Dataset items
Content starts

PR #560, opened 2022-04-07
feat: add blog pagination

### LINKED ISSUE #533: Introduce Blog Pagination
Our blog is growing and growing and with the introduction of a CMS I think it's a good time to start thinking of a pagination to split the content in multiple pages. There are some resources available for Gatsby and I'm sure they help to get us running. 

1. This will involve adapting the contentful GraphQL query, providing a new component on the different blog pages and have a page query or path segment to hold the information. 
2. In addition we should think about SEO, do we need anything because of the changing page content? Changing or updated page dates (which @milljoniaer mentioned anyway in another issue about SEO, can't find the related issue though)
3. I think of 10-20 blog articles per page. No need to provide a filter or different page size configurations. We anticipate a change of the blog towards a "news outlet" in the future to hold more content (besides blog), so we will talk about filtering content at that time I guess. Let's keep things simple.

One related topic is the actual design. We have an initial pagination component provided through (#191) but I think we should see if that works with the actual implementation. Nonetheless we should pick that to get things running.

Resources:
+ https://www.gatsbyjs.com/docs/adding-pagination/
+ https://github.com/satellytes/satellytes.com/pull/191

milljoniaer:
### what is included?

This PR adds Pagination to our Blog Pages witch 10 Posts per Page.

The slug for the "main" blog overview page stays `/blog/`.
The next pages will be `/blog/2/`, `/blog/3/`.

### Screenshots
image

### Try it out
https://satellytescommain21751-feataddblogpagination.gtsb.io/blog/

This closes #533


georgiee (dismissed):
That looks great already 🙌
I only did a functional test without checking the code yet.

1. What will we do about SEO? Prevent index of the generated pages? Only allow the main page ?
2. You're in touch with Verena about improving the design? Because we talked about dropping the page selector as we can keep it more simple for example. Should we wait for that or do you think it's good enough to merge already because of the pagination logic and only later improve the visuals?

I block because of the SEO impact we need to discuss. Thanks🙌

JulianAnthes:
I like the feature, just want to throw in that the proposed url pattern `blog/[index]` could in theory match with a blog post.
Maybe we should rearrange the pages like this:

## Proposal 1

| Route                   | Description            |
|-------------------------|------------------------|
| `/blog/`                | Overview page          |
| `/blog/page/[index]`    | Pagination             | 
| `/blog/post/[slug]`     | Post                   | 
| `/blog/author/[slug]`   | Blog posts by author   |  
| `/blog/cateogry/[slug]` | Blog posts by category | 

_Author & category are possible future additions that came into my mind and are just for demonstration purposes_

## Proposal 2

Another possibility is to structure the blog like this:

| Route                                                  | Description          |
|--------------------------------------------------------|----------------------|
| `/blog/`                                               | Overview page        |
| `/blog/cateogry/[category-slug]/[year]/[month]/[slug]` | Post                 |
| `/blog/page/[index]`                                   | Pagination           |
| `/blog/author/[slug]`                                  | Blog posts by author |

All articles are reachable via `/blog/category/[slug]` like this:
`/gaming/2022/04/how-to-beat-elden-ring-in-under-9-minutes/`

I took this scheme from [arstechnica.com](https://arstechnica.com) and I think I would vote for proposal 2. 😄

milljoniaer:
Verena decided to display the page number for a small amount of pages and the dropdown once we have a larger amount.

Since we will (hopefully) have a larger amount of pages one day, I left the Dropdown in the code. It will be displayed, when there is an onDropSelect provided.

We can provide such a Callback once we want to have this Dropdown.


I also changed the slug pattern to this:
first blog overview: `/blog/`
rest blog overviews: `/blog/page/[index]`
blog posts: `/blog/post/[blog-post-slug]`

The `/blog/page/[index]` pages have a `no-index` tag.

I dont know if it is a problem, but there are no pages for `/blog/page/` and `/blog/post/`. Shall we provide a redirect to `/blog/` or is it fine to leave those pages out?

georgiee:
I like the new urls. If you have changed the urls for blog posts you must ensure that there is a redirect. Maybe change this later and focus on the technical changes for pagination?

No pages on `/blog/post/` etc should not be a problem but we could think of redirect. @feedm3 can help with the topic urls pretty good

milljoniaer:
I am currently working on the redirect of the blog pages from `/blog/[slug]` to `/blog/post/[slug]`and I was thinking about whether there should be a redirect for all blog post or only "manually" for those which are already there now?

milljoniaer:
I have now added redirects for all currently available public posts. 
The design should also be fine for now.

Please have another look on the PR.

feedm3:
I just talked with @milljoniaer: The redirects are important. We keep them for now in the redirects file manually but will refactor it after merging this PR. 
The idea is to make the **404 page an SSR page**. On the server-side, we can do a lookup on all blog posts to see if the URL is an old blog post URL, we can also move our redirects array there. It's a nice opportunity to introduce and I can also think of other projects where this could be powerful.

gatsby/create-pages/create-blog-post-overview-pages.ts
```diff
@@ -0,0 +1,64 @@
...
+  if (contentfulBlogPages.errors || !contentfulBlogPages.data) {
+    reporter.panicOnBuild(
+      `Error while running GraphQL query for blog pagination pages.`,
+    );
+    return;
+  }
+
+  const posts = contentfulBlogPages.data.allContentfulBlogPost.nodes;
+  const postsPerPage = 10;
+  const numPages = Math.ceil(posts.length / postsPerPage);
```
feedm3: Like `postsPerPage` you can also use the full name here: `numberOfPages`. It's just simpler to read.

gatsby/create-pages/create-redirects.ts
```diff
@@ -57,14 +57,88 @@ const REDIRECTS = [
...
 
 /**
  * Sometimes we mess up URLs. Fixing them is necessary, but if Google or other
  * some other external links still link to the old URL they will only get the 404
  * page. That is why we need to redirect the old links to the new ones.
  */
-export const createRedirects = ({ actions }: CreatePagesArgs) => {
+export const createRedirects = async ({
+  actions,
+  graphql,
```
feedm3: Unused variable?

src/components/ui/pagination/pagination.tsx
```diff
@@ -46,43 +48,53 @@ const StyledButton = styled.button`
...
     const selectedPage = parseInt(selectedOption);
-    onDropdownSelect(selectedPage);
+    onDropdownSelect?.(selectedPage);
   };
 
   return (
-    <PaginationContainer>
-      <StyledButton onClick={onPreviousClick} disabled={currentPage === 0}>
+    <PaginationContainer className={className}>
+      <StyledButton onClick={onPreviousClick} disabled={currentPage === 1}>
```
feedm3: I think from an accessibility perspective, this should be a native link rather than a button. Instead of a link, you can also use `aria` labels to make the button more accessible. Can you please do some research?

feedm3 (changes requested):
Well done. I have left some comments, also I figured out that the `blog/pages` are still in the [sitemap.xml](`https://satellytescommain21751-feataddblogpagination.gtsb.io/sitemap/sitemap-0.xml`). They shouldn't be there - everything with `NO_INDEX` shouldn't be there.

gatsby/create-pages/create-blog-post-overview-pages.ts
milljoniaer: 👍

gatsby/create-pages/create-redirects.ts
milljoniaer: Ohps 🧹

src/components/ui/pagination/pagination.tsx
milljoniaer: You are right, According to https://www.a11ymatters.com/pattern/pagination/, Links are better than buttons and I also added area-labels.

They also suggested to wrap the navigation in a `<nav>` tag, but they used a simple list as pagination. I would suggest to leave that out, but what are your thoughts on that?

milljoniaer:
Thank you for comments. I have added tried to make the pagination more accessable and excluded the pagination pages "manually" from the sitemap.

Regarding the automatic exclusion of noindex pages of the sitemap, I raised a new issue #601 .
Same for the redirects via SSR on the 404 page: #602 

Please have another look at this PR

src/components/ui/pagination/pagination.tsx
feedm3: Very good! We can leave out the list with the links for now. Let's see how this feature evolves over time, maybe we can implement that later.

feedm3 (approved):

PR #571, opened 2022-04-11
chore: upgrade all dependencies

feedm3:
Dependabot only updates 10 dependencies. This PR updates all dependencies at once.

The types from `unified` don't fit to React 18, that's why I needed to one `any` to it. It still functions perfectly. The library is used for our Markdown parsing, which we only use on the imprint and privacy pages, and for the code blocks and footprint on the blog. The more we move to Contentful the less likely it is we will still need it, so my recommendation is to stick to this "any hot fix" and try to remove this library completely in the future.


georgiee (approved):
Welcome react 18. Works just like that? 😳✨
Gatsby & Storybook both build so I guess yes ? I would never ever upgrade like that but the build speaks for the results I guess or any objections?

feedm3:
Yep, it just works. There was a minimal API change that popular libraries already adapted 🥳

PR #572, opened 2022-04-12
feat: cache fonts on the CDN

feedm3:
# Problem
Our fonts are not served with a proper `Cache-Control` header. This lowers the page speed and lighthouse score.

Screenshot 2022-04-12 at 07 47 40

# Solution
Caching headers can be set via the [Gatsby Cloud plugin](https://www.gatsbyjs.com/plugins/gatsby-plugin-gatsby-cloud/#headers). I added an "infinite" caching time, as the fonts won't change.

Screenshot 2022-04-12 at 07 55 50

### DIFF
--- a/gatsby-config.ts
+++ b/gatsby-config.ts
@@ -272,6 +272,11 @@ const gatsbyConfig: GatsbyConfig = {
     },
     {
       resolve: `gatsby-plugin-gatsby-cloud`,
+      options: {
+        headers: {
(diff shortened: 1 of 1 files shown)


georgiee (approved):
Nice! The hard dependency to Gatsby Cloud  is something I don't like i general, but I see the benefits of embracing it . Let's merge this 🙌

Content ends

-- Your instructions --
Take the entries above and copy them exactly from the first line through the line with "3. I think of"; leave out every line after it.

-- Result --
PR #560, opened 2022-04-07
feat: add blog pagination

### LINKED ISSUE #533: Introduce Blog Pagination
Our blog is growing and growing and with the introduction of a CMS I think it's a good time to start thinking of a pagination to split the content in multiple pages. There are some resources available for Gatsby and I'm sure they help to get us running. 

1. This will involve adapting the contentful GraphQL query, providing a new component on the different blog pages and have a page query or path segment to hold the information. 
2. In addition we should think about SEO, do we need anything because of the changing page content? Changing or updated page dates (which @milljoniaer mentioned anyway in another issue about SEO, can't find the related issue though)
3. I think of 10-20 blog articles per page. No need to provide a filter or different page size configurations. We anticipate a change of the blog towards a "news outlet" in the future to hold more content (besides blog), so we will talk about filtering content at that time I guess. Let's keep things simple.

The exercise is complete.